Soundararajan Srinivasa
4 February 2012
10:51 PM
After a long time, I had a good read. Ramachandra Guha, as Alexander Morrison put it, is elegant, intelligent and is also forthcoming, all the more elegantly. Incidentally, it is decades since I had browsed Caravan.
 

Nalin Chauhan
2 February 2012
10:56 PM
GOOD ONE.
 

MANISH BANERJEE
1 February 2012
05:19 PM
Though Guha in my view is not a scholar who goes deep enough & is rather facile historian but I think his his chatty style once in a while produces eminently readable essays. This one is one of them . Since this article is on rather current issue informations about the OUP is very interesting.
 

Wm Hogg
31 January 2012
08:30 PM
The content (historical-political) is fascinating. The context (style of writing) lazily amusing.
 

G Krishnamurthy
31 January 2012
07:45 PM
What a wonderful article!
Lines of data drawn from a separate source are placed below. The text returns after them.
PR #393, opened 2018-03-05
cmd/trace-agent: remove exit channels in favor of http.Server and context.Context

gbbr:
In this change:

* Removes `exit` channel from StoppableListener and instead just uses [`(*http.Server).Shutdown`](https://golang.org/pkg/net/http/#Server.Shutdown) from the standard library (introduced in Go 1.8)
* Removes `exit` channel from the agent and instead uses the more idiomatic cancellation context.
* Adds the Windows build to CI.

### DIFF
--- a/cmd/trace-agent/agent_test.go
+++ b/cmd/trace-agent/agent_test.go
@@ -1,6 +1,7 @@
 package main
 
 import (
+	"context"
 	"fmt"
 	"net/http"
 	"runtime"
@@ -31,17 +32,14 @@ func TestWatchdog(t *testing.T) {
 	defaultMux := http.DefaultServeMux
 	http.DefaultServeMux = http.NewServeMux()
 
-	exit := make(chan struct{})
-	agent := NewAgent(conf, exit)
+	ctx, cancelFunc := context.WithCancel(context.Background())
+	agent := NewAgent(ctx, conf)
 
 	defer func() {
-		close(agent.exit)
+		cancelFunc()
 		// We need to manually close the receiver as the Run() func
 		// should have been broken and interrupted by the watchdog panic
-		close(agent.Receiver.exit)
-		// we need to wait more than on second (time for StoppableListener.Accept
-		// to acknowledge the connection has been closed)
-		time.Sleep(2 * time.Second)
+		agent.Receiver.Stop()
 		http.DefaultServeMux = defaultMux
 	}()
 
@@ -129,8 +127,9 @@ func BenchmarkAgentTraceProcessingWithWorstCaseFiltering(b *testing.B) {
 }
 
 func runTraceProcessingBenchmark(b *testing.B, c *config.AgentConfig) {
-	exit := make(chan struct{})
-	agent := NewAgent(c, exit)
+	ctx, cancelFunc := context.WithCancel(context.Background())
+	defer cancelFunc()
+	agent := NewAgent(ctx, c)
 	log.UseLogger(log.Disabled)
 
 	b.ResetTimer()
@@ -143,8 +142,9 @@ func runTraceProcessingBenchmark(b *testing.B, c *config.AgentConfig) {
 func BenchmarkWatchdog(b *testing.B) {
 	conf := config.NewDefaultAgentConfig()
 	conf.APIKey = "apikey_2"
-	exit := make(chan struct{})
-	agent := NewAgent(conf, exit)
+	ctx, cancelFunc := context.WithCancel(context.Background())
+	defer cancelFunc()
+	agent := NewAgent(ctx, conf)
 
 	b.ResetTimer()
 	b.ReportAllocs()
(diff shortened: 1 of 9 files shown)


cmd/trace-agent/listener.go
```diff
@@ -9,28 +9,27 @@ import (
 	log "github.com/cihub/seelog"
 )
 
-// StoppableListener wraps a regular TCPListener with an exit channel so we can exit cleanly from the Serve() loop of our HTTP server
-type StoppableListener struct {
-	exit      chan struct{}
+// RateLimitedListener wraps a regular TCPListener with an exit channel so we can exit cleanly from the Serve() loop of our HTTP server
```
bmermet: You can remove reference to the exit channel, since it is no longer true.

cmd/trace-agent/main.go
```diff
@@ -24,14 +25,14 @@ import (
 )
 
 // handleSignal closes a channel to exit cleanly from routines
-func handleSignal(exit chan struct{}) {
+func handleSignal(onCancel func()) {
```
bmermet: I don't like the name`onCancel`, it makes me think it's triggered by a cancel event when it's the other way around. `onSignal` or `cancelFunc` would seem like more natural names to me.

cmd/trace-agent/receiver.go
```diff
@@ -128,8 +127,7 @@ func (r *HTTPReceiver) Listen(addr, logExtra string) error {
 		return fmt.Errorf("cannot listen on %s: %v", addr, err)
 	}
 
-	stoppableListener, err := NewStoppableListener(listener, r.exit,
-		r.conf.ConnectionLimit)
+	stoppableListener, err := NewRateLimitedListener(listener, r.conf.ConnectionLimit)
```
bmermet: s/stoppableListener/rateLimitedListener/

cmd/trace-agent/receiver.go
```diff
@@ -152,12 +150,18 @@ func (r *HTTPReceiver) Listen(addr, logExtra string) error {
...
+		r.server.Serve(stoppableListener)
 	}()
 
 	return nil
 }
 
+func (r *HTTPReceiver) Stop() error {
+	expiry := time.Now().Add(20 * time.Second) // give it 20 seconds
+	ctx, _ := context.WithDeadline(context.Background(), expiry)
+	return r.server.Shutdown(ctx)
```
bmermet: Seems like a much better way to Stop existing connections than before 👍

cmd/trace-agent/listener.go
gbbr: 👍

cmd/trace-agent/main.go
gbbr: Agreed. Changed to `onSignal`.

cmd/trace-agent/receiver.go
gbbr: Ooopsie...

cmd/trace-agent/receiver_test.go
```diff
@@ -63,7 +63,7 @@ func TestReceiverRequestBodyLength(t *testing.T) {
 	go receiver.Run()
 
 	defer func() {
-		close(receiver.exit)
+		receiver.Stop()
 		// we need to wait more than on second (time for StoppableListener.Accept
 		// to acknowledge the connection has been closed)
 		time.Sleep(2 * time.Second)
```
bmermet: Sorry, I didn't spot that on my first read. But is this Sleep still needed?

cmd/trace-agent/agent_test.go
```diff
@@ -31,14 +32,14 @@ func TestWatchdog(t *testing.T) {
...
+	agent := NewAgent(ctx, conf)
 
 	defer func() {
-		close(agent.exit)
+		cancelFunc()
 		// We need to manually close the receiver as the Run() func
 		// should have been broken and interrupted by the watchdog panic
-		close(agent.Receiver.exit)
+		agent.Receiver.Stop()
 		// we need to wait more than on second (time for StoppableListener.Accept
```
bmermet: Same thing here.

cmd/trace-agent/receiver_test.go
gbbr: I don't know to be honest. The tests pass on both `master` and this branch without it. Do you reckon I should remove it? We could always add it back if this test turns flaky because of it.

gbbr:
Removed the `time.Sleep` calls. Tests passed without them before, on `master` too. I think it's safe to not have them now. Perhaps we can address that later if the test turns out to be flaky.

cmd/trace-agent/receiver_test.go
bmermet: I think that approach makes sense, we're always better off with less code :)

It really puts the history and the current tribulations of Oxford University Press in perspective.
 

Alexander Morrison
31 January 2012
06:45 PM
Guha proves yet again that he is the most elegant and intelligent of Indian historians writing today. This really makes me feel I missed the boat by being born thirty years too late. Academic publishing is not what it was, and OUP UK haven't matched the standards set in India by Dayal for many years now.
 

AK
31 January 2012
12:18 PM
@ Tiyash Me thinks you people are judging Guha a bit harshly with his comment on "literate Bengali". The context does not warrant your criticism.
 

Ramesh Raghuvanshi
31 January 2012
10:55 AM
Had Guha not heard government changed nameof city as a Mumbai?Are he donot want to forget his Anglo.phile psyche?Is he intentionly writing Bobay in his eassy?
 

cantordust
29 January 2012
12:21 PM
curiously enough, there is no mention of Permanent Black! as is widely known, The Subaltern Studies series in no longer with OUP you would expect that there would be some reflection on the current state of academic publication in india - or the relationship between other university presses and OUP - or the entire concept of an university press - but finally you get the sense that its not really a essay in that sense, but more of an extended personal memoir.
 

Supriya
28 January 2012
07:56 PM
It would be regional chauvinism if Ramachandra Guha were himself a Bengali. As he is, in fact, a Tamil, you could simply regard it as a perhaps misplaced compliment.
 

Tiyash
28 January 2012
02:32 PM
Are my eyes giving up on me in my old age, or has Guha really written the following "Perhaps because Bengalis were disproportionately represented, the production and marketing staff of the OUP were also extremely literate…" Does this mean, by implication, that other parts of India did not produce literate, intelligent, or book-loving folks? While I generally enjoy Guha's writings, this is honestly carrying regional chauvinism to the extreme.